In addition, to switch on the bathroom ventilator from still state
to full speed state requires a very large start-up current. Thus,
the inrush current, voltage spike or spike noise may occur in the
starting moment when switching on the bathroom ventilator.
Moreover, the arc (electric arc phenomenon) may be generated to
damage the bathroom ventilator.
Please refer to FIG. 7 which shows the conventional bathroom
ventilator. The conventional bathroom ventilator is composed of a
grille 10, a frame 11, an impeller 12, an AC motor 14 and a housing
15. The impeller 12 is driven by the AC motor 14. Because the
conventional bathroom ventilator does not have any waterproof
mechanism, the motor and its coil will be directly contaminated by
dust or water to cause the dangerous voltage so that the product
reliability and safety will be greatly reduced. Furthermore, the
electric power for driving the conventional bathroom ventilator is
usually provided by the utility power system. However, the utility
power system provides the AC power supply so that the ventilator
using AC motor powered by the AC power supply usually consumes
relatively more energy, which leads to larger power
consumption.
In addition, the impeller 12 has a base plate 12a, a hub 12b
disposed on the base plate 12a, several blades 12c disposed on the
base plate 12a, and a ring 12d connecting the top portions of the
blades 12c. However, due to the small number of blades, the
performance of air intake will be affected and the noise of airflow
is loud. The noise mainly comes from the electrical noise of motor,
vibration and airflow, wherein the noise of airflow is the major
source.
SUMMARY OF THE INVENTION
In view of the foregoing, the present invention is to provide a
ventilator with the soft-start function that can reduce the noise
and prevent the inrush current, voltage spike or spike noise,
thereby increasing the product reliability, extending the life time
of the product and reducing the power consumption. The ventilator
also has low-noise, power-saving and waterproof functions.
To achieve the above object, the present invention discloses a
ventilator including a base, a drive device disposed on the base,
an impeller coupled to the drive device and driven by the drive
device, and a cover assembled with the base to define a closed area
between the cover and the base for receiving a first circuit board
therein, wherein when an AC power source is input to the first
circuit board to be converted, a DC power source is output to drive
the drive device.
The ventilator further includes a housing for receiving the
impeller therein, wherein the base is disposed in the housing, and
risen toward an inside of the housing to form an accommodation
space.
In addition, the ventilator further includes a duct connector
assembled with the housing, and a baffle disposed in the duct
connector, wherein the baffle is opened by the airflow generated
from the impeller when the impeller is driven and rotated by the
drive device, and the baffle is closed by gravity when the impeller
stops to rotate.
Further, the ventilator further includes an axial tube having an
end passing through the base and into the accommodation space,
wherein at least one bearing is disposed in the axial tube, and a
second circuit board telescoped onto the end of the axial tube and
disposed in the accommodation space.
Preferably, the second circuit board is a DC drive circuit board
and the first circuit board includes an AC/DC converter. The AC/DC
converter includes two diodes to prevent a reverse current, a
voltage-drop module for outputting the DC power source to the drive
device, and a rectification module coupled to the voltage-drop
module for receiving the AC power source.
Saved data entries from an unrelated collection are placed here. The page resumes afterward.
PR #316, opened 2021-02-09
remove recv_blocking()

jlevon:
It has the incorrect implication that other socket I/O is necessarily
non-blocking. Replace with an explicit recv(..., MSG_WAITALL).


jlevon:
If this seems familiar, it's because I accidentally merged it into another PR, then somehow dropped it.
Swapnil: you approved this last time I think.

swapnili (approved):

PR #320, opened 2021-02-09
move exec_command socket handling into the transport

jlevon:
Also clean up some code surrounding this. In particular, don't play games with
modifying the message header.

### DIFF
--- a/lib/tran_sock.c
+++ b/lib/tran_sock.c
@@ -524,7 +524,7 @@ recv_version(vfu_ctx_t *vfu_ctx, int sock, uint16_t *msg_idp,
     }
 
     if (hdr.cmd != VFIO_USER_VERSION) {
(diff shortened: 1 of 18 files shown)


lib/tran_sock.c
```diff
@@ -712,6 +712,39 @@ tran_sock_get_request(vfu_ctx_t *vfu_ctx, struct vfio_user_header *hdr,
...
 
+static int
+tran_sock_recv_body(vfu_ctx_t *vfu_ctx, const struct vfio_user_header *hdr,
+                    void **datap)
+{
+    size_t body_size = hdr->msg_size - sizeof (*hdr);
+    void *data;
+    int ret;
+
+    // FIXME: should check max-msg-size
```
tmakatos, line 723: an assert for now would be enough

tmakatos (approved):

lib/tran_sock.c
jlevon: As you noticed, I fix this up later

PR #325, opened 2021-02-10
API error return converged to one func

swapnili:
Use ERROR_INT() or ERROR_PTR() to return errors from API's.
This way if we want to change the behaviour later, we will just need
to update these funcitons.
Also fixed some error return cases and comments.

### DIFF
--- a/lib/irq.c
+++ b/lib/irq.c
@@ -376,31 +376,29 @@ handle_device_set_irqs(vfu_ctx_t *vfu_ctx, uint32_t size,
     return dev_set_irqs(vfu_ctx, irq_set, data);
 }
 
-static int
+static bool
 validate_irq_subindex(vfu_ctx_t *vfu_ctx, uint32_t subindex)
 {
     if (vfu_ctx == NULL) {
-        return -1;
+        return false;
     }
 
     if ((subindex >= vfu_ctx->irqs->max_ivs)) {
         vfu_log(vfu_ctx, LOG_ERR, "bad IRQ %d, max=%d\n", subindex,
                vfu_ctx->irqs->max_ivs);
-        return -1;
+        return false;
     }
 
-    return 0;
+    return true;
 }
 
 int
 vfu_irq_trigger(vfu_ctx_t *vfu_ctx, uint32_t subindex)
 {
-    int ret;
     eventfd_t val = 1;
 
-    ret = validate_irq_subindex(vfu_ctx, subindex);
-    if (ret < 0) {
-        return ERROR_INT(-ret);
+    if (validate_irq_subindex(vfu_ctx, subindex) == false) {
+        return ERROR_INT(EINVAL);
     }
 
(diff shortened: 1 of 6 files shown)


lib/irq.c
```diff
@@ -403,14 +400,12 @@ vfu_irq_trigger(vfu_ctx_t *vfu_ctx, uint32_t subindex)
 
     ret = validate_irq_subindex(vfu_ctx, subindex);
     if (ret < 0) {
-        return ret;
+        return ERROR_INT(-ret);
```
jlevon, line 403: should be ERROR_INT(EINVAL)

lib/irq.c
```diff
@@ -380,15 +380,12 @@ static int
 validate_irq_subindex(vfu_ctx_t *vfu_ctx, uint32_t subindex)
```
jlevon, line 380: now this doesn't fiddle with errno, can you make it a boolean return like other validate functions?

jlevon (changes requested):
Thanks for this, nice cleanup.

lib/irq.c
swapnili: Thanks. Fixed it.

lib/irq.c
swapnili: Sure

lib/irq.c
```diff
@@ -376,41 +376,34 @@ handle_device_set_irqs(vfu_ctx_t *vfu_ctx, uint32_t size,
...
 int
 vfu_irq_trigger(vfu_ctx_t *vfu_ctx, uint32_t subindex)
 {
-    int ret;
     eventfd_t val = 1;
 
-    ret = validate_irq_subindex(vfu_ctx, subindex);
-    if (ret < 0) {
-        return ret;
+    if (validate_irq_subindex(vfu_ctx, subindex) == false) {
```
jlevon, line 400: nit, sorry, but don't ever do "== <boolean>", this should just be:

  if (!validate_irq_subindex()) {

lib/irq.c
```diff
@@ -423,8 +416,8 @@ vfu_irq_message(vfu_ctx_t *vfu_ctx, uint32_t subindex)
     struct vfio_user_irq_info irq_info;
 
     ret = validate_irq_subindex(vfu_ctx, subindex);
-    if (ret < 0) {
-        return -1;
+    if (ret == false) {
```
jlevon, line 419: ditto:

if (!validate_irq_subindex()) {

Here, we also shouldn't set ret, as that's an int

jlevon (changes requested):
w

lib/irq.c
swapnili: Yes I also do not like doing "==", but its the frodo coding_style which says so at-least for checking NULL.
Changed it to !

lib/irq.c
swapnili: Done

jlevon (approved):

PR #484, opened 2021-05-10
cleanup: Use uint*_t typedefs

swapnili:
To be consistent with other declarations use uint*_t typedefs.

### DIFF
--- a/include/vfio-user.h
+++ b/include/vfio-user.h
@@ -163,33 +163,33 @@ struct vfio_user_irq_info {
 #define VFIO_REGION_SUBTYPE_MIGRATION           (1)
 
 struct vfio_device_migration_info {
-	__u32 device_state;         /* VFIO device state */
-	__u32 reserved;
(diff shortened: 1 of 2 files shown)


include/vfio-user.h
```diff
@@ -163,33 +163,33 @@ struct vfio_user_irq_info {
 #define VFIO_REGION_SUBTYPE_MIGRATION           (1)
 
 struct vfio_device_migration_info {
-	__u32 device_state;         /* VFIO device state */
-	__u32 reserved;
-	__u64 pending_bytes;
-	__u64 data_offset;
-	__u64 data_size;
+	uint32_t device_state;         /* VFIO device state */
```
jlevon, line 166: I left these with __ on purpose, as they're from the kernel headers.

swapnili: Then maybe we should use them from linux/vfio.h?

Issue #478, opened 2021-05-10
stop requiring fixed region offsets


jlevon:
According to the spec today, socket clients are supposed to mmap() device regions at the given "offset". For libvfio-user, the offset is fixed (see vfu_region_to_offset()) based upon the region index.

This mimics traditional vfio - where there is one 'fd' that exposes each region at a different fixed offset. However, we have no need to do the same at all: the underlying fd(s) come from the API user (e.g. spdk) - there's no need for them to be the same file, and no reason to have fixed offsets.

We should fix this, probably by:

1) clarifying the spec
2) removing the fixed region/offset mapping
3) making clients specify an offset in vfu_setup_region() (for SPDK's nvmf, this would just be '0')

jlevon:
fixed now

PR #485, opened 2021-05-10
fix region offset handling

jlevon:
The specification states that the region offset given in the region info should
be used as the "offset" when mmap()ing the region from the client side. However,
the library instead implemented a fixed offset scheme  similar to that of vfio -
and no clients actually set up the file like that.

Instead, let servers define their own offsets, and pass them through to clients
as is. It's up to the server to decide how its backing file or files is
organized.

### DIFF
--- a/samples/server.c
+++ b/samples/server.c
@@ -430,7 +430,7 @@ int main(int argc, char *argv[])
         }
     };
     vfu_ctx_t *vfu_ctx;
-    FILE *bar1_fp, *migr_fp;
+    FILE *fp;
     const vfu_migration_callbacks_t migr_callbacks = {
         .version = VFU_MIGR_CALLBACKS_VERS,
         .transition = &migration_device_state_transition,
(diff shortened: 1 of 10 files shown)


jlevon:
Fixes #478

samples/server.c
```diff
@@ -491,15 +491,29 @@ int main(int argc, char *argv[])
...
+    migr_regs_size = vfu_get_migr_register_area_size();
+    migr_data_size = page_align(bar1_size + sizeof(time_t));
+    migr_size = migr_regs_size + migr_data_size;
+
+    /*
+     * We choose to use a single file which contains both bar1 and the migration
+     * registers. They could also be completely different files.
+     */
+    if (ftruncate(fileno(fp), server_data.bar1_size + migr_size) == -1) {
         err(EXIT_FAILURE, "failed to truncate BAR1 file");
```
tmakatos, line 513: nit: BAR1

samples/server.c
```diff
@@ -491,15 +491,29 @@ int main(int argc, char *argv[])
...
     }
     server_data.bar1 = mmap(NULL, server_data.bar1_size, PROT_READ | PROT_WRITE,
-                            MAP_SHARED, fileno(bar1_fp), 0);
+                            MAP_SHARED, fileno(fp), 0);
     if (server_data.bar1 == MAP_FAILED) {
         err(EXIT_FAILURE, "failed to mmap BAR1");
```
tmakatos, line 518: ditto

tmakatos (approved):

samples/server.c
jlevon: Yes, thanks, I re-ordered the comments a bit too.

samples/server.c
jlevon: this one is fine I think, we are mapping BAR1 from the backing file only.

PR #493, opened 2021-05-12
Use linux vfio header

swapnili:


tmakatos (commented):
Shall we from which exact version we copied the file? Preferably somewhere from https://git.kernel.org/pub/scm/linux/kernel/git/stable/linux.git/tree?

swapnili:
I've already mentioned the exact version in the commit message.
It's v5.8 https://git.kernel.org/pub/scm/linux/kernel/git/stable/linux.git/tag/?h=v5.8

tmakatos:
> I've already mentioned the exact version in the commit message.
> It's v5.8 https://git.kernel.org/pub/scm/linux/kernel/git/stable/linux.git/tag/?h=v5.8

Ah yes, you have.

tmakatos (approved):

PR #497, opened 2021-05-14
Fix dma read write count

### LINKED ISSUE #495: Fix vfu_dma_read/write() region size to uint64_t
DMA region size is maxed to uint64_t.
So vfu_dma_read/write() message count should also be uint64_t.

swapnili:
Fixes #495


jlevon (approved):
Looks good. I'll pick the qemu-kvm change as part of the rest of incompat changes I'm making.

PR #498, opened 2021-05-14
add a gcov target

jlevon:


Makefile
```diff
@@ -107,7 +112,11 @@ pytest-valgrind: all
 
 endif
 
+ifdef WITH_GCOV
+test: all pytest
```
swapnili, line 116: nit: tab

jlevon: this is a rule, I don't think we want it indented

lib/CMakeLists.txt
```diff
@@ -65,24 +65,13 @@ set_target_properties(vfio-user-static PROPERTIES
...
-
-add_library_ut(pci_caps pci_caps.c)
-add_library_ut(dma dma.c)
-add_library_ut(irq irq.c)
-add_library_ut(libvfio-user libvfio-user.c)
-add_library_ut(migration migration.c)
-add_library_ut(pci pci.c)
-add_library_ut(tran_sock tran_sock.c)
+add_library(pci_caps OBJECT pci_caps.c)
+add_library(dma OBJECT OBJECT dma.c)
```
swapnili, line 69: Double OBJECT type?

lib/CMakeLists.txt
```diff
@@ -65,24 +65,13 @@ set_target_properties(vfio-user-static PROPERTIES
...
-endfunction(add_library_ut)
-
-add_library_ut(pci_caps pci_caps.c)
-add_library_ut(dma dma.c)
-add_library_ut(irq irq.c)
-add_library_ut(libvfio-user libvfio-user.c)
-add_library_ut(migration migration.c)
-add_library_ut(pci pci.c)
-add_library_ut(tran_sock tran_sock.c)
+add_library(pci_caps OBJECT pci_caps.c)
```
swapnili, line 68: Can all of these add_library() moved closer to set(LIBOBJS, ) at line:40 ?
This way if someone adds new file then its clear to also update set(LIBOBJS)

Makefile
swapnili: Aah yes

swapnili (approved):

PR #499, opened 2021-05-14
validate_irq_subindex: skip check of vfu_ctx pointer

jlevon:


swapnili (changes requested):
How about also adding assert(vfu_ctx != NULL) in vfu_irq_trigger()?

swapnili (approved):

The rectification module includes an AC filter and a bridge
rectification circuit, the AC filter receives the AC power source
and filters a low-band frequency portion of the AC power source
away, and the bridge rectification circuit is coupled to the AC
filter and the voltage-drop module for converting the AC power
source into the DC power source to be transmitted to the
voltage-drop module.
The voltage-drop module includes a transformer coupled to the
rectification module for decreasing the DC power source to a work
voltage, a switch electrically connected to the transformer for
outputting the stabilized work voltage, a coupler coupled to the
transformer for retrieving a feedback signal from the transformer
and outputting a coupling signal, a controller electrically
connected to the switch and the coupler for outputting a control
signal to the switch according to the coupling signal, and a DC
filter coupled to the transformer and the control device for
receiving the stabilized work voltage and filtering a high-band
frequency portion of the stabilized work voltage.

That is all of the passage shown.